In the last experiment, to further show the effectiveness and adaptability of the proposed model, we test the proposed model on Set5 and Set13 datasets28. The test images in these two datasets are contaminated by mixed Gaussian noise and salt and pepper noise. Again, we compare the proposed model with five TV based models: TVL2, NTVL2, TVL1, TGV and NLTV. The PSNR values of the results are shown in Tables 5 and 6. The second column in the tables is the noise level. The two numbers are the variance of the Gaussian noise and the density of the salt and pepper noise, respectively. And Fig. 14 shows the line chart of the average PSNR on the two datasets. From the results, we observe that the proposed model achieves the best performance in terms of PSNR on Set5 and Set13 datasets. It yields about 0.5 dB PSNR and 0.06 MSSIM improvements against all compared models.

Table 5 The PSNR of the restored images in Set5.
Table 6 The PSNR of the restored images in Set13.
Figure 14
figure 14

The plots of the relative-change of the restorations versus iterations.

Based on the above experiments, we can obtain the following results: (1) The proposed \(\hbox{TV}_q-l_1\) model is effective for salt and pepper noise removal while preserving image edges and contours quite well. (2) The convergence of the proposed algorithm is verified by experiments. (3) Compared with TVL2, NTVL2, TVL1, TGV, NLTV, NRL1, ASWMF, the proposed model shows the best performance in terms of PSNR and MSSIM.

Conclusions

This paper introduces a novel variational regularization model to restore images contaminated by salt and pepper noise. Different from the very famous TVL1 model, the proposed model uses a nonconvex total variation \(\hbox{TV}_q(0<q<1)\) as the regularizer, which enables the model to be more effective for edge-preserving. A first-order algorithm based on ADMM combining with MM scheme and proximity operator to solve this nonconvex minimization problem. In addition, a sufficient condition for the convergence of the proposed algorithm is provided. Numerical results demonstrate that the proposed model can effectively remove salt and pepper noise while preserving image edges and contours. Moreover, compared with TVL2, NTVL2, TVL1, TGV, NLTV, NRL1 and ASWMF models, the proposed model shows the best performance in terms of PSNR and MSSIM values. It yields about 0.5 dB PSNR and 0.06 MSSIM improvements against all compared models.

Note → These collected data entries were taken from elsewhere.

PR #327, opened 2024-01-16
RD-10449: Add a new type of http credentials for Salesforce

stthanos:
We are introducing a new form of HTTP credentials for Salesforce. Presently, these credentials can only be utilized through the SQL compiler.

### DIFF
--- a/snapi-frontend/src/main/scala/raw/creds/api/Credentials.scala
+++ b/snapi-frontend/src/main/scala/raw/creds/api/Credentials.scala
@@ -152,7 +152,7 @@ final case class Secret(name: String, value: String) extends Credential
 object HttpCredentialType extends Enumeration {
   type CredentialType = Value
 
-  val ClientCredentials, Token, UserPass = Value
+  val ClientCredentials, Token, UserPass, Salesforce = Value
 
   def apply(name: String): Value = {
     values
@@ -170,7 +170,8 @@ object HttpCredentialType extends Enumeration {
   Array(
     new JsonType(value = classOf[BasicAuthCredential], name = "basic-auth"),
     new JsonType(value = classOf[TokenCredential], name = "oauth2-token"),
-    new JsonType(value = classOf[ClientCredentialsCredential], name = "oauth2-client-credentials")
+    new JsonType(value = classOf[ClientCredentialsCredential], name = "oauth2-client-credentials"),
+    new JsonType(value = classOf[SalesforceCredential], name = "salesforce-credential")
   )
 )
 sealed trait NewHttpCredential extends Credential {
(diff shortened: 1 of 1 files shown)


snapi-frontend/src/main/scala/raw/creds/api/Credentials.scala
```diff
@@ -210,10 +222,18 @@ case class HttpCredentialId(name: String, credType: HttpCredentialType.Value)
...
-    new JsonType(value = classOf[CustomHeaderToken], name = "custom-header")
+    new JsonType(value = classOf[CustomHeaderToken], name = "custom-header"),
+    new JsonType(value = classOf[SalesforceAuth], name = "salesforce-auth")
   )
 )
 sealed trait NewHttpAuth
 final case class BearerToken(token: String, options: Map[String, String]) extends NewHttpAuth
 final case class BasicAuth(username: String, password: String, options: Map[String, String]) extends NewHttpAuth
 final case class CustomHeaderToken(header: String, token: String, options: Map[String, String]) extends NewHttpAuth
+final case class SalesforceAuth(
```
miguelbranco80, line 233: I'm not sure this is correct. Can't this be a "OAuth2Provider" instead, as opposed to a top-level credential? Isn't SalesForce fundamentally just a type of OAuth2 provider? (Refer to class OAuth2Provider and how it implements various types like Zoho, etc)

miguelbranco80 (commented):
An important question!

snapi-frontend/src/main/scala/raw/creds/api/Credentials.scala
ppolydoras: @miguelbranco80  Salesforce steampipe plugin does not follow the OAuth authentication flow. The security token which appears to be part of the salesforce plugin configuration is something completely static and dependent on the user, not the origin server (Salesforce), so it's not a client secret. Right now, Salesforce connector/ cannot be used by the Snapi compiler/runner as an oauth credential and it's only usable by the SQL compiler. So, it felt closer to a Basic HTTP Auth credential. 

Please note that if we want to implement Salesforce connector accessible by Snapi (aka Salesforce.Account(...)), we have 2 options:
- use FDW as a data source provider and basically use JDBC behind the scenes (more preferable)
- consume Salesforce API, using OAuth flow and addressing all the tricky integration details

miguelbranco80: Ok. Let's see if we can define a framework for these, to know where to put things going forwarded.

Here's the current state:
- In HTTP, there are 3 types of credentials: basic auth, oauth token, oauth client credentials. There are no other types fundamentally of HTTP authentication in existence.
- For oauth, we have different protocols per provider.

So what is Salesforce? If not OAuth, then I'd say it's just a new type of credential? In that case, it's not a variant of HTTP authentication, because all the Snapi packages that use HTTP - e.g. do GET, POST, etc - would have to support "Salesforce HTTP" and that is non-sensical I'd say.

So the alternative is to add a new top-level credential type. This is more work with the current interface. But it's easy copy/paste work that takes a few minutes :) So I'd say to add it like we add Dropbox or what not: a bunch of new top-level methods to handle "Salesforce credential", which is its own type of credential and not a variant of HTTP (which would mean it'd have to support all HTTP operations) nor a variant of OAuth (which would mean it'd have to support all OAuth operations).

I can schedule a quick chat with @stthanos to show how this PR should be changed.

It should be point out that our nonconvex \(\hbox{TV}_q\) regularization may lead to undesired artificial staircase in the restorations. In the future, we will focus on solving this problem by introducing some nonconvex high-order TV regularization. In addition, the ADMM algorithm used in this paper cannot guarantee to find the global optimum of the model. Therefor, another successive research is to combine some other algorithms, such as nature-inspired heuristic algorithms51,52,53,54, arithmetic optimization algorithms55.